WHAT TO WORK ON |
In the entries below, the word "failing" appears on some lines. Copy each of those lines.

RECORDS SUPPLIED |
PR #639, opened 2019-08-23
fix: migration of old datasets

### LINKED ISSUE #636: migrating data results in wrong paths in the dataset metadata
This was reported by @jen-thomas - 

after migrating the dataset metadata and running `renku dataset export zenodo`:

```
File "[...]/site-packages/git/util.py", line 333, in finalize_process
    proc.wait(**kwargs)
  File "[...]/site-packages/git/cmd.py", line 412, in wait
    raise GitCommandError(self.args, status, errstr)
git.exc.GitCommandError: Cmd('git') failed due to: exit code(128)
  cmdline: git rev-list HEAD -- ../../../data/glonass/gpsdata-20161227.log
  stderr: 'fatal: ../../../data/glonass/gpsdata-20161227.log: '../../../data/glonass/gpsdata-20161227.log' is outside repository
```

jsam:
closes #636


rokroskar:
can you make sure to check for any paths in a `Dataset` that are outside the repo root? Those should be migrated, see https://github.com/SwissDataScienceCenter/renku-python/issues/646 which will fail with 

```
stderr: 'fatal: ../../../data/zhbikes/2019_verkehrszaehlungen_werte_fussgaenger_velo.csv: '../../../data/zhbikes/2019_verkehrszaehlungen_werte_fussgaenger_velo.csv' is outside repository
```

even if the bug which causes the reported problem is fixed...

renku/cli/_providers/zenodo.py
```diff
@@ -214,9 +214,11 @@ def version(self):
     def is_last_version(self, uri):
         """Check if record is at last possible version."""
         if is_doi(uri):
+            breakpoint()
```
rokroskar: 😎

renku/cli/_providers/zenodo.py
```diff
@@ -214,9 +214,11 @@ def version(self):
...
             return uri == self.metadata.prereserve_doi['doi']
 
         record_id = self.metadata.prereserve_doi['recid']
+        breakpoint()
```
rokroskar: 🙈

renku/cli/migrate.py
```diff
@@ -45,33 +44,30 @@ def migrate():
...
-            relpath(str(old_path.parent / key), start=str(new_path.parent))
-        )
-
-        with new_path.open('w') as fp:
-            yaml.dump(asjsonld(dataset), fp, default_flow_style=False)
+        dataset.__reference__ = new_path
+        dataset.to_yaml()
 
-        old_path.unlink()
+        if isinstance(old_path, Path):
```
rokroskar: why not just

```
Path(old_path).unlink()
```

jsam: Cause I hate to allocate objects for readability purposes.

renku/cli/_providers/zenodo.py
jsam: Thank you for reviewing WIP. I push the last nite to save my work, was too tired to clean up properly. :clinking_glasses:

renku/cli/migrate.py
rokroskar: I think in this case it's not really performance-critical?

rokroskar: It's violating at least 4-5 of the commandments from https://www.python.org/dev/peps/pep-0020/ :)

jsam: `There should be one-- and preferably only one --obvious way to do it. Although that way may not be obvious at first unless you're Dutch.` 

Not sure how serious we should be about following this obvious meme. ;)

jsam:
> can you make sure to check for any paths in a `Dataset` that are outside the repo root? Those should be migrated, see #646 which will fail with
> 
> ```
> stderr: 'fatal: ../../../data/zhbikes/2019_verkehrszaehlungen_werte_fussgaenger_velo.csv: '../../../data/zhbikes/2019_verkehrszaehlungen_werte_fussgaenger_velo.csv' is outside repository
> ```
> 
> even if the bug which causes the reported problem is fixed...

I'm trying to reproduce it, but fail to understand how that happened. Let's merge this as is until I can look more in-depth into #646 issue.

rokroskar:
Using https://dev.renku.ch/projects/lorenzo.cavazzi.tech/zurich-bikes-tutorial I get:

```
renku doctor
...
stderr: 'fatal: ../../../data/zhbikes/2019_verkehrszaehlungen_werte_fussgaenger_velo.csv: '../../../data/zhbikes/2019_verkehrszaehlungen_werte_fussgaenger_velo.csv' is outside repository
```

renku/api/repository.py
```diff
@@ -99,11 +100,13 @@ def __attrs_post_init__(self):
...
-            ],
-                         cwd=str(self.path))
-        # TODO except
+            try:
+                check_output([
+                    'git', 'submodule', 'update', '--init', '--recursive'
+                ],
+                             cwd=str(self.path))
+            except subprocess.CalledProcessError:
+                pass
```
rokroskar: why fail silently? We should do/say _something_

renku/api/repository.py
```diff
@@ -251,37 +254,44 @@ def subclients(self, parent_commit):
...
-                    return (
-                        subclient,
-                        subclient.find_previous_commit(
-                            subpath, revision=submodule.hexsha
-                        ),
-                        subpath,
-                    )
-                except ValueError:
-                    pass
+                if (Path(submodule.path) / Path('.git')).exists():
```
rokroskar: doesn't a submodule by definition have a `.git` directory?

renku/api/repository.py
```diff
@@ -251,37 +254,44 @@ def subclients(self, parent_commit):
...
+        return subclients
 
     def resolve_in_submodules(self, commit, path):
         """Resolve filename in submodules."""
         original_path = self.path / path
-        if original_path.is_symlink() or str(path
-                                             ).startswith('.renku/vendors'):
+        in_vendor = str(path).startswith('.renku/vendors')
+
+        if original_path.is_symlink() or in_vendor:
```
rokroskar: Why not resolve the path before and do the `in_vendor` check on the resolved path?

renku/cli/_checks/migrate_datasets.py
```diff
@@ -52,3 +76,22 @@ def check_missing_files(client):
...
 
     return False
+
+
+def check_dataset_resources(client):
+    """Find missing datasets or files listed in metadata."""
+    missing_datasets = defaultdict(list)
+    missing_files = defaultdict(list)
+
+    for path, dataset in client.datasets.items():
```
rokroskar: it might be better to load the `yaml` or `json` directly - then you can also check if the file paths make sense, e.g. are valid inside the repository.

renku/cli/migrate.py
```diff
@@ -45,33 +48,84 @@ def migrate():
...
+            dataset_path = (
+                client.renku_datasets_path / uuid.UUID(dataset.identifier).hex
+            )
+
+        if not expected_path.exists():
+            shutil.move(str(dataset_path), str(expected_path))
+            dataset.path = expected_path
+            dataset.__reference__ = expected_path / client.METADATA
+
+        for file_ in dataset.files:
```
rokroskar: check here whether files have paths outside the repository root - if so, renormalize the paths

rokroskar:
Running through the toy example from https://github.com/SwissDataScienceCenter/renku-python/issues/636#issue-484095429 but using the code from this PR instead of renku `0.5.2` I end up in this state:

```
 git status
On branch master
Changes not staged for commit:
  (use "git add/rm <file>..." to update what will be committed)
  (use "git checkout -- <file>..." to discard changes in working directory)

        deleted:    data/mydata/metadata.yml
```

and I still have a submodule in the repo:

```
cat .gitmodules
[submodule "test-migration"]
        path = .renku/vendors/local/private/tmp/test-migration
        url = /private/tmp/test-migration
```

checked out in the `.renku/vendors/local` directory:

```
tree .renku
.renku
├── datasets
│   └── 164bc1a7-3919-4851-8975-230242852f0e
│       └── metadata.yml
├── metadata.yml
├── refs
│   └── datasets
│       └── mydata -> ../../datasets/164bc1a7-3919-4851-8975-230242852f0e/metadata.yml
└── vendors
    └── local
        └── private
            └── tmp
                └── test-migration
                    ├── Dockerfile
                    ├── data
                    │   └── mydata
                    │       └── metadata.yml
                    ├── datafile
                    └── requirements.txt
```

renku/api/repository.py
jsam: There is no guarantee that subclients will resolve to the git repo. For example, you can have a case where submodule is listed in `.gitmodules` and it's pointing to a raw directory. In that case, code explodes here instead of giving user a nice message.

renku/api/repository.py
jsam: This is just a rewrite for easier reading the code. Code is the same as before, just nicer to read.

renku/api/repository.py
rokroskar: Then we should maybe try to do a better check - is this submodule actually listed in `.gitmodules`, if yes, can we re-initialize it

renku/api/repository.py
rokroskar: yep I know, I was just wondering about the order of operations

renku/cli/_checks/migrate_datasets.py
jsam: What do you mean? `client.datasets` will load it directly and since this is validation and it will do just that `check if paths make sense`.

renku/api/repository.py
rokroskar: I suppose we can leave that for another time and just leave this code as-is for now

renku/api/repository.py
jsam: We are not failing silently. Git output will be shown.

rokroskar:
argh... I'm finding now another issue where the file paths are absolute - so they can't be resolved when the repo is cloned somewhere else. Do you want to deal with that in the migration as well?

renku/cli/migrate.py
jsam: This check is right here, 2 line below. Not sure what are you referring to.

jsam:
How did you test this? I tested it again this morning and it works for me and also I have a test which reproduces the report from #636 which is passing.

rokroskar:
I don't see any different behavior - running these commands:

```
renku init test-migration
cd test-migration
pipx run --spec renku==0.3.3 renku dataset create mydata
touch datafile
git add datafile
git commit -m 'added datafile'
pipx run --spec renku==0.3.3 renku dataset add mydata datafile
pipx run --spec renku==0.5.2 renku migrate datasets
git show
```

I still have the local directory in the `.gitmodules` and the file paths point outside the repo:

```
'@context':
  _id: '@id'
  _label: rdfs:label
  _project: schema:isPartOf
  added: schema:dateCreated
  affiliation: schema:affiliation
  alternate_name: schema:alternateName
  created: schema:dateCreated
  creator: schema:creator
  date_published: schema:datePublished
  description: schema:description
  email: schema:email
  files: schema:hasPart
  identifier: schema:identifier
  in_language: schema:inLanguage
  keywords: schema:keywords
  license: schema:license
  name: schema:name
  path: prov:atLocation
  schema: http://schema.org/
  url: schema:url
  version: schema:version
  wfprov: http://purl.org/wf4ever/wfprov#
'@type':
- prov:Entity
- schema:Dataset
- wfprov:Artifact
_id: 6a05c063-b852-40dc-899d-8a460454ec7e
_label: 6a05c063-b852-40dc-899d-8a460454ec7e
_project:
  '@context':
    _id: '@id'
    foaf: http://xmlns.com/foaf/0.1/
  '@type':
  - foaf:Project
  - prov:Location
  _id: file:///Users/rok/Projects/renku-test-projects/test-migration
created: '2019-09-04 08:24:23.232835'
creator:
- '@type': schema:Person
  _id: mailto:rok.roskar@sdsc.ethz.ch
  affiliation: null
  alternate_name: null
  email: rok.roskar@sdsc.ethz.ch
  name: Rok Roskar
date_published: null
description: null
files:
- '@type':
  - prov:Entity
  - schema:DigitalDocument
  - wfprov:Artifact
  _id: blob/UNCOMMITTED/datafile
  _label: datafile@UNCOMMITTED
  _project: null
  added: '2019-09-04 08:24:25.298332'
  creator:
  - '@type': schema:Person
    _id: mailto:rok.roskar@sdsc.ethz.ch
    affiliation: null
    alternate_name: null
    email: rok.roskar@sdsc.ethz.ch
    name: Rok Roskar
  dataset: null
  path: ../../../data/mydata/datafile
  url: null
identifier: 6a05c063-b852-40dc-899d-8a460454ec7e
in_language: null
keywords: []
license: null
name: mydata
path: /Users/rok/Projects/renku-test-projects/test-migration/.renku/datasets/6a05c063-b852-40dc-899d-8a460454ec7e
url: null
version: null
```

rokroskar:
Trying to migrate the dataset from https://renkulab.io/gitlab/ACE-ASAID/meteorology (after deleting the new one) I get 

```
renku dataset ls-files
Error: Broken resource of type `datasets` found.
Migration is required.
Please check `renku migrate --help` command to fix the issue.
Hint: `renku migrate datasets`
```

which I guess is because of absolute paths:

```
cat .renku/datasets/ce2e0f25-dff1-49f5-8d37-19aaa12c0e22/metadata.yml
'@context':
  _id: '@id'
  _label: rdfs:label
  _project: schema:isPartOf
  created: schema:dateCreated
  creator: schema:creator
  date_published: schema:datePublished
  description: schema:description
  files: schema:hasPart
  identifier: schema:identifier
  in_language: schema:inLanguage
  keywords: schema:keywords
  license: schema:license
  name: schema:name
  path: prov:atLocation
  schema: http://schema.org/
  url: schema:url
  version: schema:version
  wfprov: http://purl.org/wf4ever/wfprov#
'@type':
- prov:Entity
- schema:Dataset
- wfprov:Artifact
_id: ce2e0f25-dff1-49f5-8d37-19aaa12c0e22
_label: ce2e0f25-dff1-49f5-8d37-19aaa12c0e22
_project:
  '@context':
    _id: '@id'
    foaf: http://xmlns.com/foaf/0.1/
  '@type':
  - foaf:Project
  - prov:Location
  _id: https://renkulab.io/ACE-ASAID/meteorology
authors:
- '@type': dcterms:creator
  affiliation: null
  email: jenny_t152@yahoo.co.uk
  name: Jen Thomas
created: '2018-11-23T14:42:17.985570'
creator: []
date_published: null
description: null
files:
- '@type':
  - prov:Entity
  - schema:DigitalDocument
  - wfprov:Artifact
  _id: blob/UNCOMMITTED/MAWS__SMSAWS__20161123.txt
  _label: MAWS__SMSAWS__20161123.txt@UNCOMMITTED
  _project: null
  added: '2018-11-23T15:12:42.232297'
  creator: []
  dataset: null
  name: MAWS__SMSAWS__20161123.txt
  path: MAWS__SMSAWS__20161123.txt
  url: /home/jen/projects/ace_data_management/data_staging_for_renku/meteorology/MAWS__SMSAWS__20161123.txt
- '@type':
  - prov:Entity
  - schema:DigitalDocument
  - wfprov:Artifact
  _id: blob/UNCOMMITTED/MAWS__SMSAWS__20161124.txt
  _label: MAWS__SMSAWS__20161124.txt@UNCOMMITTED
  _project: null
  added: '2018-11-23T15:12:42.257562'
  creator: []
  dataset: null
  name: MAWS__SMSAWS__20161124.txt
  path: MAWS__SMSAWS__20161124.txt
  url: /home/jen/projects/ace_data_management/data_staging_for_renku/meteorology/MAWS__SMSAWS__20161124.txt
...
```

rokroskar:
Another thing I noticed - `authors` is no longer migrated to `creator` - it looks like the model migrations are now skipped?

rokroskar:
apologies, my repo found itself in a state from which the only easy way out was a force-push...

renku/cli/_checks/migrate_datasets.py
```diff
@@ -0,0 +1,226 @@
...
+
+    return missing_datasets, missing_files
+
+
+def ensure_clean_lock(client):
+    """Make sure Renku lock file is not part of repository."""
+    lock_file = Path('.renku.lock')
+    if lock_file.exists():
+        lock_file.unlink()
+
```
rokroskar: If the lock file is deleted, it doesn't get properly comitted without: 
```suggestion
client.repo.git.add(str(lock_file))

```

renku/models/migrations/__init__.py
```diff
@@ -15,8 +15,14 @@
...
 
-from renku.models.migrations.dataset import migrate_dataset
+from renku.models.migrations.dataset import (
+    migrate_dataset_schema,
+    migrate_absolute_paths,
+)
 
-MIGRATIONS = [migrate_dataset]
+JSONLD_MIGRATIONS = {
+    'dctypes:Dataset': [migrate_dataset_schema, migrate_absolute_paths],
```
rokroskar: this will fail if the expanded form of the URI is used, e.g. this could be just `http://purl.org/dc/dcmitypes/Dataset` if it came out of a sparql query. We should address this in another PR.

renku/cli/_checks/migrate_datasets.py
```diff
@@ -0,0 +1,226 @@
...
+                relative = path.parent.relative_to(client.renku_datasets_path)
+                missing_files[str(relative)].append(str(filepath))
+
+    return missing_datasets, missing_files
+
+
+def ensure_clean_lock(client):
+    """Make sure Renku lock file is not part of repository."""
+    lock_file = Path('.renku.lock')
+    if lock_file.exists():
```
rokroskar: This should check if the lock file is in the git tree, not just on the filesystem. If it's been checked in and deleted then the current code doesn't remove it from git. If you use my suggestion below then the code fails when the file is present on the filesystem but it's not checked in git. A better approach might be:

```
    lock_file = Path('.renku.lock')
    try:
        client.repo.tree() / '.renku.lock'
    except KeyError:  # the lock file is not checked in
        return
    lock_file.unlink()
    client.repo.git.add(str(lock_file))
```

jsam: Well since you cannot run the structural migration without a clean repository, this check will actually check if its part of the git tree, since you will always run it from the HEAD clean state.

rokroskar: It isn't because it doesn't actually remove the file from git if it's checked in.

jsam: Hmm, I'm failing to reproduce what you're reporting. I've added the test which validates what I said [above](https://github.com/SwissDataScienceCenter/renku-python/pull/639/files#diff-7e3313f0ee1c3b9530e15596b9b67537R122). Also I've added to that migration that we ensure that lock file is part of the gitignore.

renku/cli/_checks/migrate_datasets.py
jsam: Could you please describe the steps on how I can reproduce the issue?

renku/models/migrations/__init__.py
jsam: True, except @type attribute seems to always be in human-readable format due to compaction. Could you provide us with a concrete example where that would be the case so we can add it as a test?

renku/cli/_checks/migrate_datasets.py
```diff
@@ -0,0 +1,232 @@
...
+        lock_file.unlink()
+
+    # Add lock file to .gitignore
+    with open('.gitignore', 'a+') as f:
```
rokroskar: This needs to be wrt the root of the project - if the command is run in a subdirectory it breaks

renku/cli/_checks/migrate_datasets.py
```diff
@@ -0,0 +1,232 @@
...
+            if not filepath.exists():
+                relative = path.parent.relative_to(client.renku_datasets_path)
+                missing_files[str(relative)].append(str(filepath))
+
+    return missing_datasets, missing_files
+
+
+def ensure_clean_lock(client):
+    """Make sure Renku lock file is not part of repository."""
+    lock_file = Path('.renku.lock')
```
rokroskar: Make sure you make this path relative to the root of the project

renku/cli/_checks/migrate_datasets.py
```diff
@@ -0,0 +1,232 @@
...
+    if lock_file.exists():
+        lock_file.unlink()
+
+    # Add lock file to .gitignore
+    with open('.gitignore', 'a+') as f:
+        ignored = f.read()
+        if str(lock_file) not in ignored:
```
rokroskar: Hmm - not sure why, but running `renku migrate datasets` several times results in:

```
renku migrate datasets
 rok   master → rok ↑2 ↓1  ~/Projects/renku-test-projects/meteorology  git show
commit 36cb6fb62e0c11124410aaf89f9e26100dbe302f (HEAD -> master)
Author: Rok Roskar <rok.roskar@sdsc.ethz.ch>
Date:   Wed Sep 11 18:29:34 2019 +0200

    renku migrate datasets

diff --git a/.gitignore b/.gitignore
index 85f6388..0827d95 100644
--- a/.gitignore
+++ b/.gitignore
@@ -257,4 +257,4 @@ tags
 # End of https://www.gitignore.io/api/macos,python,R,linux,vim,emacs

 .renku.lock
-.renku.lock
\ No newline at end of file
+.renku.lock.renku.lock
\ No newline at end of file
 rok   master → rok ↑2 ↓1  ~/Projects/renku-test-projects/meteorology  renku migrate datasets
 rok   master → rok ↑3 ↓1  ~/Projects/renku-test-projects/meteorology  git show
commit c62aad18d64fe08750f355b9ab54f35f0e4d9bc1 (HEAD -> master)
Author: Rok Roskar <rok.roskar@sdsc.ethz.ch>
Date:   Wed Sep 11 18:29:50 2019 +0200

    renku migrate datasets

diff --git a/.gitignore b/.gitignore
index 0827d95..115d318 100644
--- a/.gitignore
+++ b/.gitignore
@@ -257,4 +257,4 @@ tags
 # End of https://www.gitignore.io/api/macos,python,R,linux,vim,emacs

 .renku.lock
-.renku.lock.renku.lock
\ No newline at end of file
+.renku.lock.renku.lock.renku.lock
\ No newline at end of file
```

In the line below, make sure you add a newline.

renku/models/migrations/__init__.py
rokroskar: If the context doesn't include the prefix, or if it includes the prefix by a different name, e.g. I would be free to define `schemaorg: http://schema.org` then this breaks. The full solution is to use the jsonld library here instead of a simple string match IMO. That's why I suggested we handle it in a follow-up issue.

renku/cli/_checks/migrate_datasets.py
rokroskar: you're right, with the current changes it seems to work 🤞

FINAL ANSWER |
jsam: We are not failing silently. Git output will be shown.
jsam: Hmm, I'm failing to reproduce what you're reporting. I've added the test which validates what I said [above](https://github.com/SwissDataScienceCenter/renku-python/pull/639/files#diff-7e3313f0ee1c3b9530e15596b9b67537R122). Also I've added to that migration that we ensure that lock file is part of the gitignore.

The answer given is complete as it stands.